■ Problem
Lines with "resources": copy each one from the listing below.

*** Opening of Data for processing ***

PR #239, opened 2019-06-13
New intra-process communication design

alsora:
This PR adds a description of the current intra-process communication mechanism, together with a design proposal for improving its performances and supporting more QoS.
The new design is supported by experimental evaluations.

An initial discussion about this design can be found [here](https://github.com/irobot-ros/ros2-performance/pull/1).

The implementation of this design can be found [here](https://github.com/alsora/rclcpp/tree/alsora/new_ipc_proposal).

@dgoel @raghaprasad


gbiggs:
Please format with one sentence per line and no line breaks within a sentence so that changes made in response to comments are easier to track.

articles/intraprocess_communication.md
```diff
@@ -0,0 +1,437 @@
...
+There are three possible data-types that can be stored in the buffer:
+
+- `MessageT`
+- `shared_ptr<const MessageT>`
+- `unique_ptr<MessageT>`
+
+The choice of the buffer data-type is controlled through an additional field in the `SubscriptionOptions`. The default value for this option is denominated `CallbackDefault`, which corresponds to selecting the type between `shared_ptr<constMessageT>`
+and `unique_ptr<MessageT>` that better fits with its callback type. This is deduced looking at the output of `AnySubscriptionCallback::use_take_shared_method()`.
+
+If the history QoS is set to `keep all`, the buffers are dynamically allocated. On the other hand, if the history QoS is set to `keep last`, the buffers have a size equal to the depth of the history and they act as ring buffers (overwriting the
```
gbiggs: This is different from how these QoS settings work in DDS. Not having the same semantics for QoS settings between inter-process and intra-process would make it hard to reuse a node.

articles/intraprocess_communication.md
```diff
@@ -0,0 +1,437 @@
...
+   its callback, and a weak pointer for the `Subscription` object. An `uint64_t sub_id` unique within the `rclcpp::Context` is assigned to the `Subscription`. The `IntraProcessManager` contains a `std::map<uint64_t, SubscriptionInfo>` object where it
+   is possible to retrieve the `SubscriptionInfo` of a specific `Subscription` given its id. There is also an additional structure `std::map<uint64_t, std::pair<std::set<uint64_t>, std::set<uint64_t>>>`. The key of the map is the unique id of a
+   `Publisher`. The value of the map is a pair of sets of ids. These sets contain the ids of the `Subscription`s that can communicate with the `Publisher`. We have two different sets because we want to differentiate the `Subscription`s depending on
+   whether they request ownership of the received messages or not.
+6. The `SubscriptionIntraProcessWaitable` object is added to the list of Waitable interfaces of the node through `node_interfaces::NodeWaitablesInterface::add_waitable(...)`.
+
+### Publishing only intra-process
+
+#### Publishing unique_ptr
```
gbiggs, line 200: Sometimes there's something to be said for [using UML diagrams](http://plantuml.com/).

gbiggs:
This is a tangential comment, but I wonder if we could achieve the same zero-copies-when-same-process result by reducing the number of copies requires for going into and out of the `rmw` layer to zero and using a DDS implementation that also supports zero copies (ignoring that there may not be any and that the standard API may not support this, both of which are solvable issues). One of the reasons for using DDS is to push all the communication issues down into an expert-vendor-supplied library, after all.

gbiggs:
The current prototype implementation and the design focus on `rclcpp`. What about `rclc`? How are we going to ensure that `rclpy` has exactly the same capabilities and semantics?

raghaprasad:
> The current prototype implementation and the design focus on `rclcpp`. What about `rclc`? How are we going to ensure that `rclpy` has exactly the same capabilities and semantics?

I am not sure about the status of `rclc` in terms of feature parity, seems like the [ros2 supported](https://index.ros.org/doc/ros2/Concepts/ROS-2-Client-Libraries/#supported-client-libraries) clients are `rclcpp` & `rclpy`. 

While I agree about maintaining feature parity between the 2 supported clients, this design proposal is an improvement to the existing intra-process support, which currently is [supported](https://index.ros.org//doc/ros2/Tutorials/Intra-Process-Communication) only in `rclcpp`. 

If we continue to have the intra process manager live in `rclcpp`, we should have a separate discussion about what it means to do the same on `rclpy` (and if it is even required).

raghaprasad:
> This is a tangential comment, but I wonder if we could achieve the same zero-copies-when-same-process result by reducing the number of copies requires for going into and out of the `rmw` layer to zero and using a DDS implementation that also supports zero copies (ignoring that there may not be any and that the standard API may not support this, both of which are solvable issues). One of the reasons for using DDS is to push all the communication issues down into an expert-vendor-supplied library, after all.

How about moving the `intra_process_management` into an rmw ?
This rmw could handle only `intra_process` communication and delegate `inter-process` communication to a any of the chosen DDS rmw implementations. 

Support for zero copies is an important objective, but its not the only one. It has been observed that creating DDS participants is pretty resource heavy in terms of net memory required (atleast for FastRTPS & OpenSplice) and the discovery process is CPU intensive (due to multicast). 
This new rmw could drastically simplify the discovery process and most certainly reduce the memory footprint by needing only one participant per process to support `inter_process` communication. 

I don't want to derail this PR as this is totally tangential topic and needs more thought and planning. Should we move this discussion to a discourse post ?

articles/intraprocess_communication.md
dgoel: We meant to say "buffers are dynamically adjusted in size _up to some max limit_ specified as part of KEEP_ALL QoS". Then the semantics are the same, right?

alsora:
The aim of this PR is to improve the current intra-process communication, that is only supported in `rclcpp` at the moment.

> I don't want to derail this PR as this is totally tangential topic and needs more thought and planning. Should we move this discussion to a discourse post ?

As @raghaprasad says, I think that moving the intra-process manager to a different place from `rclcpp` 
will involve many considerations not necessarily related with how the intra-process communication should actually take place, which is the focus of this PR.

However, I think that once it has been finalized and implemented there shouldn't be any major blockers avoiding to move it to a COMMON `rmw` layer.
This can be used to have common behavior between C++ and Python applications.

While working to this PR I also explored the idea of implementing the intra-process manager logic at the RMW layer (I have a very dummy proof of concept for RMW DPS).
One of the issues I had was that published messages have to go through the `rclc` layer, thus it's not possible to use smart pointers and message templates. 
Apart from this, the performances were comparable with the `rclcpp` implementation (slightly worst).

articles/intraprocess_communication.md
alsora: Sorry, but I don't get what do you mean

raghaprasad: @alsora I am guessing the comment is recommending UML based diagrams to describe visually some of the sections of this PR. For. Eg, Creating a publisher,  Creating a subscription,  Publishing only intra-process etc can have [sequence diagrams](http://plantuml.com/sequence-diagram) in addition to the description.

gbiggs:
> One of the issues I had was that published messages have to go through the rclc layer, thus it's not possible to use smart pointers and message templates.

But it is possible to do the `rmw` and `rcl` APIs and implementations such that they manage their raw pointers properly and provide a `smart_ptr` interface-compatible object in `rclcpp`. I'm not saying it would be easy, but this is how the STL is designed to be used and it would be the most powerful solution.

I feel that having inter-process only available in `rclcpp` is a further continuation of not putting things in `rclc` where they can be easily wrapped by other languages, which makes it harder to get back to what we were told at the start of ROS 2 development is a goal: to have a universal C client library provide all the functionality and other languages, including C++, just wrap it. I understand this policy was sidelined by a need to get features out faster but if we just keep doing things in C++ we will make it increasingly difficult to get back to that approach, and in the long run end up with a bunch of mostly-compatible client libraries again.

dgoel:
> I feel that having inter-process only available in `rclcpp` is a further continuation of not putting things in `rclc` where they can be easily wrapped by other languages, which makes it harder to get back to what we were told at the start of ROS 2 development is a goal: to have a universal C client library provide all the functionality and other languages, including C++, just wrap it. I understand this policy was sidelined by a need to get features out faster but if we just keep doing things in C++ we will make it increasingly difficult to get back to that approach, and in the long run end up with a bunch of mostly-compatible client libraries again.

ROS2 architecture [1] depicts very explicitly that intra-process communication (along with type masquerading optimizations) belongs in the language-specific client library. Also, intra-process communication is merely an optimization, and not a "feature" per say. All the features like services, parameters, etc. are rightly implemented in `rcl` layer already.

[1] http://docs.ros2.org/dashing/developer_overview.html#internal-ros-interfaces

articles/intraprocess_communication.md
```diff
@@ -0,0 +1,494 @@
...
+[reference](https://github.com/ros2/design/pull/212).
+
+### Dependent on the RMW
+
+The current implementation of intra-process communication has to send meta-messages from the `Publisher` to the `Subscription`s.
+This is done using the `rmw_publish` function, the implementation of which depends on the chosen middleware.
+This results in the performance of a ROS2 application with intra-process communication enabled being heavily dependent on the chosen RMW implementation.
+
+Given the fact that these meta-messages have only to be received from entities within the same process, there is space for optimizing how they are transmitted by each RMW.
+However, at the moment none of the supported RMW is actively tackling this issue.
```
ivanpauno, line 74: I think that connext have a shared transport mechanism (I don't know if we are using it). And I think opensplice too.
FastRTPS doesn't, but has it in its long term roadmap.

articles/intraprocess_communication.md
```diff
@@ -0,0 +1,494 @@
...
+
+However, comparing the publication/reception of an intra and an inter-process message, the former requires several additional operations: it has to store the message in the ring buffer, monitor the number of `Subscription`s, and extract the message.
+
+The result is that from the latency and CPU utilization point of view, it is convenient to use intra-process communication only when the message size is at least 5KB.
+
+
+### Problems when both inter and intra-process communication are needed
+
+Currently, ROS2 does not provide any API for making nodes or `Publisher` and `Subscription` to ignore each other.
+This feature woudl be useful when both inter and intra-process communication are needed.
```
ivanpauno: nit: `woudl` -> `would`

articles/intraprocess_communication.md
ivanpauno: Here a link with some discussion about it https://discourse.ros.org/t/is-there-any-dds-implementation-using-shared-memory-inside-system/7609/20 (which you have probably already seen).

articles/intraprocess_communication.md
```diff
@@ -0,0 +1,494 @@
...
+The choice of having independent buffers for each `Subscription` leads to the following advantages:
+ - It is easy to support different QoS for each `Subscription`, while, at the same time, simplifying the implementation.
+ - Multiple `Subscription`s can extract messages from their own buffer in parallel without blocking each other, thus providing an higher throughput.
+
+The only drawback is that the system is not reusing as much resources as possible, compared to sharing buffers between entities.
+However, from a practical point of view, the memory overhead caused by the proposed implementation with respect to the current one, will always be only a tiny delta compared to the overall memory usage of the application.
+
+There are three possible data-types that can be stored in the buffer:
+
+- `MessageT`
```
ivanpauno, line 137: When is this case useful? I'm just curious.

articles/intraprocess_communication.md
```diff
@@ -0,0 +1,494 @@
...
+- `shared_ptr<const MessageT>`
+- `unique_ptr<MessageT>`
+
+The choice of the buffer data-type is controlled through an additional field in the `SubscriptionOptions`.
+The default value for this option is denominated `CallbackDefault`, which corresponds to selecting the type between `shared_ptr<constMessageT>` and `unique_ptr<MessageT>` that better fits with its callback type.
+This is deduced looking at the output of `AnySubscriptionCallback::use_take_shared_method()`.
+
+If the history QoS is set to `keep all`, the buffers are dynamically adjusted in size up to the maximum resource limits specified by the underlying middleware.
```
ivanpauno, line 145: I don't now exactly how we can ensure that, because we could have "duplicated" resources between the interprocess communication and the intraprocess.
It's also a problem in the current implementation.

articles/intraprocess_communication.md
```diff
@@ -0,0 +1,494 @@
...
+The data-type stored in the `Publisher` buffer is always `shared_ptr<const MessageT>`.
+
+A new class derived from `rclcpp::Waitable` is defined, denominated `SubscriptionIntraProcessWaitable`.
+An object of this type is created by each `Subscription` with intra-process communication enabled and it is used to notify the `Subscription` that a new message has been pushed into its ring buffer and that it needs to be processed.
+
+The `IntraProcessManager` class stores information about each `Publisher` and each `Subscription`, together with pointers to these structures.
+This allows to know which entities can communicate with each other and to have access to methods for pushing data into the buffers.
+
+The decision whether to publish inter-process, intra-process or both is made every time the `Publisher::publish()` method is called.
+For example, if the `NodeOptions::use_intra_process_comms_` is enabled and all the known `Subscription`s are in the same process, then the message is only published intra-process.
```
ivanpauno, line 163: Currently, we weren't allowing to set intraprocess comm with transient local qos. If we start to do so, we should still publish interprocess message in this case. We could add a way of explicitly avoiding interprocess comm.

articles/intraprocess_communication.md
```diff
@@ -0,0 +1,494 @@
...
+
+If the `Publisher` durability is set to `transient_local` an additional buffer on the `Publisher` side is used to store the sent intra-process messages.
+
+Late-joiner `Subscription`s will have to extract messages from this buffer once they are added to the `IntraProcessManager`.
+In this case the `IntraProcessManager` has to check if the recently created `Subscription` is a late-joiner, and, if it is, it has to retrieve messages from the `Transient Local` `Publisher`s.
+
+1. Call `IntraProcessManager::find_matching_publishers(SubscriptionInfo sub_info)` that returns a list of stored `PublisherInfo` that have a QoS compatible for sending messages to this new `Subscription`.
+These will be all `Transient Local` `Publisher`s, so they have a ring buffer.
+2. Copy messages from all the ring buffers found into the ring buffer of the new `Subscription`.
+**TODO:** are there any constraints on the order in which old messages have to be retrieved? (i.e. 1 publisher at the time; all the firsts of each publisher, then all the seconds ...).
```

*** Close of Data for processing ***

■ Response box
+The only drawback is that the system is not reusing as much resources as possible, compared to sharing buffers between entities.
ivanpauno, line 145: I don't now exactly how we can ensure that, because we could have "duplicated" resources between the interprocess communication and the intraprocess.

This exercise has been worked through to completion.